Разве не попадались вам люди с такой же нежной, ранимой душой? Они кажутся грубыми, злыми, тупыми, с такой твердой «скорлупкой», что ничем не пробьешь. На самом же деле никакой скорлупы у них и нет и не было. Жизнь и люди сделали их такими озлобленными, оскорбленными, замкнутыми... Они сжались, свернулись в комочек — и не ждут уж ничего, кроме плохого... А нам кажется, что это злодей и себялюбец в раковине, неспособный ни видеть, ни слышать, ни понимать.
Бить ли надо его? Не обласкать ли? Сколько лет, может быть, он только и ждет этой ласки.
А вам — когда вы увидите сквозь сумрачную внешность его истинную сущность — эта ласка, право, ничего не будет стоить. Вы едва ли даже сможете и удержаться, чтобы не обласкать, не согреть, не ободрить этого человека... Дайте же себе волю... Не удерживайте... да, да.
Не всякий, вступивший на путь художника, обязательно приходит к высокому завершению своих трудов. Многие, не выдерживая трудностей и утомляясь, сходят с этого тернистого, хоть и славного пути...
Особенно обидно бывает за тех, которые начинали свой путь как истинные подвижники: жертвенно, строго и целомудренно, и, казалось, нет конца их энергии. Глядя на них, можно было думать, что они взовьются под самые небеса, как воздушный шар, — ударь только топором по туго натянутому канату, которым он привязан к земле.
Но... успех, восторги толпы, поклонение — увы — даже и их разнеживали и сбивали на путь более легкий. Постепенно, незаметно для себя, они спускались со своих неприступных высот, становились более сговорчивыми и более снисходительными в своих требованиях к себе... Признание и благодарность зрителей, вместо того чтобы повышать в них осторожность и настороженность, — усыпляли их прежние благодетельные сомнения, они чувствовали себя на вершине достижений; дальнейшие усилия казались излишними, и они останавливались, пристав к какому-нибудь гостеприимному берегу.
Но, теряя свою связь с вечностью, они теряли и способность делать что-либо для вечности. А всё — только для сегодняшнего дня. На потребу своих гостеприимных хозяев.
Короче говоря, они сошли с пути художника. Их идеалов, их целомудренности и строгих требований к себе хватило не надолго. На поверку вышло, что тут в замаскированном виде сидел обыватель и карьерист. Как только он получил свое, так и успокоился.
«Нет, довольно, все-таки! — возопиют многие, — надо и честь знать! Мы устали от этого беспросветного максимализма. Какая-то бездонная бочка — все ему мало — давай, давай и давай!
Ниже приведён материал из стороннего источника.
Issue #250, opened 2017-05-19
Docker install script complains about unset locale


Spaghet:
`scripts/install_docker.sh` fails when the locale is unset in the raspi.
We should figure out a way to set a default locale if the locale is unset in the raspberry pi in the `install_docker.sh` script.

wsnook:
I'm pretty sure there's an issue where gordon and I were discussing how to invoke raspi-config in non-interactive mode. I'll try to find a link to that stuff.

wsnook:
Found it. This was talking about enabling i2c, but I think the syntax could probably be adapted for the raspi-config's locale screen.

https://github.com/OpenAgInitiative/openag_brain/pull/159#issuecomment-290231712

Spaghet:
I'll give it a try

PR #338, opened 2017-08-27
Fix docker build

davoclavo:
## Fix Dockerfile

Currently the Dockerfile is broken due to changes to the install scripts. The Dockerfile now mostly relies on `scripts/install_dev`, and due to its dependency on resin's raspbian image, a couple of bits had to be modified.

- Create gpio group
- Give the user pi access to video group
- Changed virtualenv to be installed via pip

I think relying on `scripts/install_dev` is not the best way to solve this, but it works in the interim, and it keeps the docker and non-docker builds rely on the same installation script. The reason why I say is not the best solution is that then docker can't leverage caching builds between commands, so every time a change is made in `script/install_dev`, the whole step has to be re-built, which takes a long time. Also, changes to other files that `install_dev` relies on (like `init_dev`) probably won't be picked up in order to expire the cache, so could potentially cause troubles while debugging docker builds.

## Move couchdb related stuff out of `scripts/init_dev`

 - Compaction setting to `db_bootstrap/db_config.py`
 - Installation of couchdb to its own `scripts/install_db` script.

## Add docker-compose.yml

This file originally lived at the [openag_brain_docker_rpi repo](https://github.com/OpenAgInitiative/openag_brain_docker_rpi/blob/master/docker-compose.yml), but probably was lost in the transition to the monorepo. I think it is super useful to have it, and it is still mentioned a couple times in the docs.

**NOTE** - The [docker image in docker hub](https://hub.docker.com/r/openag/rpi_brain/) should be updated by one of the admins in order for [docker-compose to build from it](https://github.com/OpenAgInitiative/openag_brain/pull/338/commits/296d6d46e2c25adf44ef249229ee87c2963ed052#diff-4e5e90c6228fd48698d074241c2ba760R10).

----

## Testing

In order to test, make sure you have installed docker and docker-compose 

`./openag_brain/scripts/install_docker`

Then build the containers and start the application - This step will take a while, and you should be able to see progress in the logs.

`docker-compose up -d`

[Docker cheatsheet](https://blog.jez.io/2015/07/12/docker-tips-and-cheatsheet/)


scripts/install_pio
```diff
@@ -2,7 +2,7 @@
 #type platformio > /dev/null 2>&1 && echo "pio is already installed" && exit
 # We install platformio in a virtualenv, because platformio and rosserial
 # depend on different versions of pyserial.
-sudo apt-get install -y python-virtualenv
+sudo pip install virtualenv
```
Spaghet: Any particular reason for this change? Curious if it no longer works

scripts/init_dev
```diff
@@ -37,13 +37,8 @@ echo "Update apt"
 sudo apt-get update -q
 # sudo apt-get -y upgrade
 
-# Install couchdb (couchdb is not available via rosdep -- see below)
-echo "Install pip, couchdb and ROS bootstrapping tools"
-sudo apt-get install -y -q couchdb python-setuptools
-
-# Configure couchdb to do auto DB and view compaction
-# (or we will run out of disk space on a 32G SD card in a few weeks).
-curl -X PUT http://localhost:5984/_config/compactions/_default -d '"[{db_fragmentation, \"40%\"}, {view_fragmentation, \"30%\"}, {from, \"23:00\"}, {to, \"06:00\"}]"'
```
Spaghet: :)

Dockerfile
```diff
@@ -21,43 +21,28 @@ RUN apt-get update && \
     libboost-filesystem-dev \
     libxml2-dev \
     libgtest-dev
-# Tell apt to read from the ROS package repository
-RUN sudo sh -c 'echo "deb http://packages.ros.org/ros/ubuntu jessie main" > /etc/apt/sources.list.d/ros-latest.list'
-RUN wget https://raw.githubusercontent.com/ros/rosdistro/master/ros.key -O - | sudo apt-key add -
+
 RUN sudo locale-gen en_US.UTF-8
+ENV LANG=en_US.UTF-8
```
Spaghet: Fix for #250, much simpler than I expected :)

scripts/install_pio
davoclavo: When building using docker, I was getting the following errors:

```
...
/home/pi/catkin_ws/src/openag_brain/scripts/install_pio: line 6: virtualenv: command not found
/home/pi/catkin_ws/src/openag_brain/scripts/install_pio: line 7: /home/pi/pio_env/bin/activate: No such file or directory
```

And there wasn't any straightforward error regarding the `sudo apt-get install virtualenv`, so perhaps it silently fails (given that the execution gets to line 6), or perhaps the binary is just not available in the PATH? Not sure to be honest, but installing it via pip worked consistently 💯

Perhaps we can [add `set -e`to `install_pio`](https://github.com/OpenAgInitiative/openag_brain/blob/develop/scripts/install_dev#L6-L8) as well, so if the command fails the whole execution halts.

Spaghet: > Perhaps we can add set -eto install_pio as well, so if the command fails the whole execution halts.

Great idea.

> installing it via pip worked consistently 💯
I see. If @rbaynes can reproduce this it should be good to go.

rbaynes:
I'm setting up a clean raspbian SD card to test that this:
- doesn't mess up the developer build
- creates a docker instance that runa

rbaynes:
@Spaghet please re-review.  I made a few minor changes to make this work for the developer install.  (I'm still testing docker).  https://github.com/OpenAgInitiative/openag_brain/pull/338/commits/700efeed70bc13219bfbc9b5623efde1172bed72

scripts/install_dev
```diff
@@ -12,9 +12,9 @@ if [ ! -d ~/catkin_ws/src/openag_brain/ ] ; then
   echo "Location \"~/catkin_ws/src/openag_brain\" does not exist. openag_brain must be placed in \"~/catkin_ws/src\" for this script to work." && exit 1
 fi
 ~/catkin_ws/src/openag_brain/scripts/init_dev || exit 1
+~/catkin_ws/src/openag_brain/scripts/install_db || exit 1
```
davoclavo: My opinion is that couchdb related things shouldn't be part of `install_dev`, because the docker build is using docker compose to [provision the db in a separate container](https://github.com/OpenAgInitiative/openag_brain/pull/338/files#diff-4e5e90c6228fd48698d074241c2ba760R30), decoupling its management, and making it available in the brain container as `http://db:5984` (and to the outside world as well as `http://your-ip:5984`) 

If a single script installation is desired for non-docker builds, perhaps a new script that contained just the brain installation steps (something like `scripts/install_brain`) could be executed by both docker and the `install_dev` script (which would also run `install_db` to install couchdb)

rbaynes: Ah, good point, thanks David.  I don't ever use docker (which is probably obvious).    I will make a new "developer_setup" script and take that line out of install_dev.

Маньяк! Фанатик!»
Это верно... Для первого знакомства оно, пожалуй, что и многовато... Устали — отдохните.
Думаю только, что если сидит в вас, не умер еще художник и человек — хозяин и владетель земного шара, — вы возвратитесь к этой фанатической, фантастической и «бунтарской» книге.
И... будем говорить откровенно — не преувеличивайте—я ведь не зову к какому-то небывалому сверхгероизму и не требую, чтобы каждый только и делал, что скакал без устали выше своей головы, — я представляю себе дело куда проще: я думаю, что каждый из нас или доброволец или дезертир. И никакого иного, среднего положения не существует.
Обыватель и лентяй — это дезертир. Каждый ведь видит (если не отвертывается насильно), сколько кругом дела, и каждый может делать свое дело.
Мелькнула мысль, а ты испугался, отмахнулся от нее, — дезертир.
Дрогнуло сердце — уж сдвинулся, чтобы сделать какой-нибудь хороший, нужный поступок, но... благоразумие, расчетливость, — дезертир.
Не надо никаких трескучих подвигов. Надо только делать. Но делать никак не меньше того, что ты можешь. Делать честно и неотступно. Устал — отдохни, но не дезертируй под разными предлогами.
Всякий достаточно поработавший на сцене актер испытал на опыте, что с одним режиссером ему трудно, с другим — легко. Один мешает, другой помогает. Один что бы ни посоветовал, — всё кажется чужим, ненужным, все насилует актерскую природу. Другой наоборот: что ни скажет, всё кстати, всё к месту. Как будто только этих слов и не хватало — ставь паруса да правь, не зевай.